Cayó el atardecer. Gino, Filippi y Frédéric rodeaban al antiguo campeón al pie de un árbol; Salvo buscaba en una chumbera un fruto maduro. Al pie de la colina, Fatma regresaba a su aduar a lomos de un burrito y escoltada por un chaval. En cuanto a Irène, se había quitado de en medio una vez finalizada la visita a nuestro aposento.

Sentado sobre el brocal del pozo, saboreaba la diversidad de matices que la puesta del sol estampaba en un campo severamente castigado por la canícula. El mar nos traía una brisa liviana y suave como una caricia. Desde mi mirador podía verlo todo, captarlo todo, hasta el crujido de las piedras que imploraban a la noche que las aliviara de sus quemaduras. Aguzando la vista, distinguí el campanario de una iglesia en el centro de una aglomeración que la penumbra se disponía a ocultar. Se adivinaba el mar justo detrás de las montañas, riéndose de la asfixiante hoguera de la tierra. Tuve la impresión de estar limpiándome del estruendo y la contaminación de la ciudad, de estar recobrando mis sentidos, ya libres de residuos y por fin serenados.

Cenamos en el salón.

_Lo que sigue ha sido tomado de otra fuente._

PR #3120, opened 2025-06-19
Add LLDB test driver and initial Debugger API tests

mbrla0:
This PR expands the reworked testing structure from #3101 so that it supports running tests using LLDB as well as GDB, and adds the first few Debugger-agnostic tests - that currently only check launching - that can be run under either debugger.

PR #3165, opened 2025-07-22
Port tests to debugger-agnostic test group: First Batch

mbrla0:
This PR contains the first batch (out of two) of tests ported to the Debugger API test group introduced in #3120.

### DIFF
--- a/pwndbg/dbg/lldb/__init__.py
+++ b/pwndbg/dbg/lldb/__init__.py
@@ -191,6 +191,15 @@ class LLDBFrame(pwndbg.dbg_mod.Frame):
                     # event.
                     self.proc.dbg._trigger_event(pwndbg.dbg_mod.EventType.REGISTER_CHANGED)
 
+                    # If we set the stack pointer, the inner object might have been invalidated, try
+                    # to restore it, as it should still be the selected frame.
+                    if (
+                        name in (reg_sets[pwndbg.aglib.arch.name].frame, "sp")
+                        and not self.inner.IsValid()
+                    ):
+                        self.inner = thread.GetSelectedFrame()
+                        assert self.inner.GetSP() == val
+
                     # Make sure we've caught and handled the special cases in which the inner object
                     # might be invalidated by the command.
                     assert self.inner.IsValid()
--- a/pwndbg/dbg/lldb/repl/__init__.py
+++ b/pwndbg/dbg/lldb/repl/__init__.py
@@ -46,6 +46,8 @@ import sys
 import threading
 from contextlib import contextmanager
 from io import BytesIO
+from io import TextIOBase
+from io import TextIOWrapper
 from typing import Any
 from typing import Awaitable
 from typing import BinaryIO
@@ -369,7 +371,7 @@ def run(
                 last_exc = asyncio.CancelledError()
                 continue
 
-            if not exec_repl_command(line, sys.stdout.buffer, dbg, driver, relay):
+            if not exec_repl_command(line, sys.stdout, dbg, driver, relay):
                 last_exc = asyncio.CancelledError()
                 continue
 
@@ -386,12 +388,12 @@ def run(
 
             if action._capture:
                 with BytesIO() as output:
-                    should_continue = exec_repl_command(action._command, output, dbg, driver, relay)
+                    should_continue = exec_repl_command(
+                        action._command, TextIOWrapper(output), dbg, driver, relay
+                    )
                     last_result = output.getvalue()
             else:
-                should_continue = exec_repl_command(
-                    action._command, sys.stdout.buffer, dbg, driver, relay
-                )
+                should_continue = exec_repl_command(action._command, sys.stdout, dbg, driver, relay)
 
             if not should_continue:
                 last_exc = asyncio.CancelledError()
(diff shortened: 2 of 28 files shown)


mbrla0:
Important to note that the GDB tests these are based on - and thus any repeated tests - are planned to be removed on a later PR.

tests/library/dbg/tests/test_command_branch.py
```diff
@@ -0,0 +1,48 @@
...
+
+@pwndbg_test
+@pytest.mark.parametrize("binary", [CONDBR_X64_BINARY], ids=["x86-64"])
+async def test_command_break_if_x64(ctrl: Controller, binary: str) -> None:
+    """
+    Tests the chain for a non-nested linked list
+    """
+    import pwndbg
+
+    if not pwndbg.dbg.is_gdblib_available():
```
patryk4815, line 22: better add decorator pytest skipIf ?

mbrla0: When running in LLDB, Pwndbg is only properly initialized sometime after the test starts, as part of how we handle asynchronous interactions with the Pwndbg CLI, so `skipif` would evaluate the condition way too early to be useful. We could do `pytest.skip()` instead of returning, though.

tests/host/lldb/launch_guest.py
```diff
@@ -25,23 +25,39 @@ class _LLDBController(Controller):
         def __init__(self, pc: PwndbgController):
             self.pc = pc
 
-        async def launch(self, binary: Path) -> None:
+        async def launch(self, binary: Path, args: List[str] = []) -> None:
             await self.pc.execute(f"target create {binary}")
-            await self.pc.execute("process launch -s")
+            await self.pc.execute("process launch -s -- " + " ".join(args))
```
patryk4815:
```suggestion
            await self.pc.execute("process launch -s -- " + " ".join(shlex.quote(arg) for arg in args))
```
probably this way we should handle it?

mbrla0: Maybe. Originally I chose not to do it because I felt leaving that up to the tests themselves was good enough, and, indeed, over the course of porting the tests it never came up. But if you feel it's better to add quotations automatically, I'm okay with it, too, and it might be helpful for people adding new tests in the future.

pwndbg/dbg/lldb/repl/__init__.py
```diff
@@ -400,14 +400,43 @@ def handle_sigint(_sig, _frame):
...
+        dbg.debugger.SetOutputFile(
+            lldb.SBFile.Create(output_to, borrow=True, force_io_methods=True)
+        )
+
+        return _exec_repl_command(line, output_to.buffer, dbg, driver, relay)
+    finally:
+        if stdout is not None:
+            sys.stdout = stdout
+        if lldb_out is not None:
+            dbg.debugger.SetOutputFile(lldb_out)
```
patryk4815, line 427: I know this is in one place, but moving this logic into contextmanager would be more readable eg:
```py
@contextlib.contextmanager
def ctx_output_something(dbg, output_to) -> typing.Iterator[io.BytesIO]:
    stdout = None
    lldb_out = None
    try:
        stdout = sys.stdout
        lldb_out = dbg.debugger.GetOutputFile()

        sys.stdout = output_to
        dbg.debugger.SetOutputFile(
            lldb.SBFile.Create(output_to, borrow=True, force_io_methods=True)
        )
        yield output_to.buffer
    finally:
        if stdout is not None:
            sys.stdout = stdout
        if lldb_out is not None:
            dbg.debugger.SetOutputFile(lldb_out)

def exec_repl_command(
     line: str,
     output_to,
     dbg: LLDB,
     driver: ProcessDriver,
     relay: EventRelay,
 ) -> bool:
     with ctx_output_something(dbg, output_to) as buffer:
         return _exec_repl_command(line, buffer, dbg, driver, relay)

```

tests/library/dbg/tests/test_command_branch.py
patryk4815: Ok, lets add just `pytest.skip("Not yet available outside GDB.")`

patryk4815 (approved):
Looks good to me, but I dislike that we will lose git history :/

mbrla0:
> Looks good to me, but I dislike that we will lose git history :/

Worried that we might not be able to find the exact commit if some of these cause regressions later down the line? I could break off some of these commits into their own PRs if you're worried it's going to become a problem.

pwndbg/dbg/lldb/__init__.py
```diff
@@ -191,6 +191,15 @@ def reg_write(self, name: str, val: int) -> bool:
                     # event.
                     self.proc.dbg._trigger_event(pwndbg.dbg_mod.EventType.REGISTER_CHANGED)
 
+                    # If we set the stack pointer, the inner object might have been invalidated, try
+                    # to restore it, as it should still be the selected frame.
+                    if (
+                        name in (reg_sets[pwndbg.aglib.arch.name].frame, "sp")
```
disconnect3d, line 197: Is the `"sp"` literal check needed here bcoz `frame` may be e.g. `"rsp"`? or maybe we have some alias which makes `regs.sp` always work even on different archs?

disconnect3d (approved):

tests/host/lldb/launch_guest.py
```diff
@@ -25,23 +25,39 @@ class _LLDBController(Controller):
         def __init__(self, pc: PwndbgController):
             self.pc = pc
 
-        async def launch(self, binary: Path) -> None:
+        async def launch(self, binary: Path, args: List[str] = []) -> None:
             await self.pc.execute(f"target create {binary}")
-            await self.pc.execute("process launch -s")
+            await self.pc.execute("process launch -s -- " + " ".join(shlex.quote(arg) for arg in args))
```
disconnect3d:
```suggestion
            await self.pc.execute(
                "process launch -s -- " + " ".join(shlex.quote(arg) for arg in args)
            )
```

pwndbg/dbg/lldb/__init__.py
mbrla0: It's the latter.

disconnect3d:
The shlex needs an import i think?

Como la sirvienta había regresado a su casa, Irène nos atendió. Iba y venía de la cocina a la mesa cargada de bandejas, garrafas y cestas de fruta, ajena a nuestro parloteo. Su padre nos relataba sus distintos combates en Argelia, Francia y otros países; alababa a algunos de sus adversarios, maldecía a otros. Fogoso como era, casi se levantaba de su silla, daba golpes al aire, esquivaba cargas imaginarias para demostrarnos que seguía siendo ágil y hábil. Era un personaje fascinante; sus descripciones de los combates parecían hechas en directo, lo cual nos emocionaba enormemente. Era tal su vivacidad que si se hubiese puesto a caminar, no nos habríamos extrañado. Me costaba admitir que esa fuerza de la naturaleza tuviese que depender de forma irremisible de una silla de ruedas.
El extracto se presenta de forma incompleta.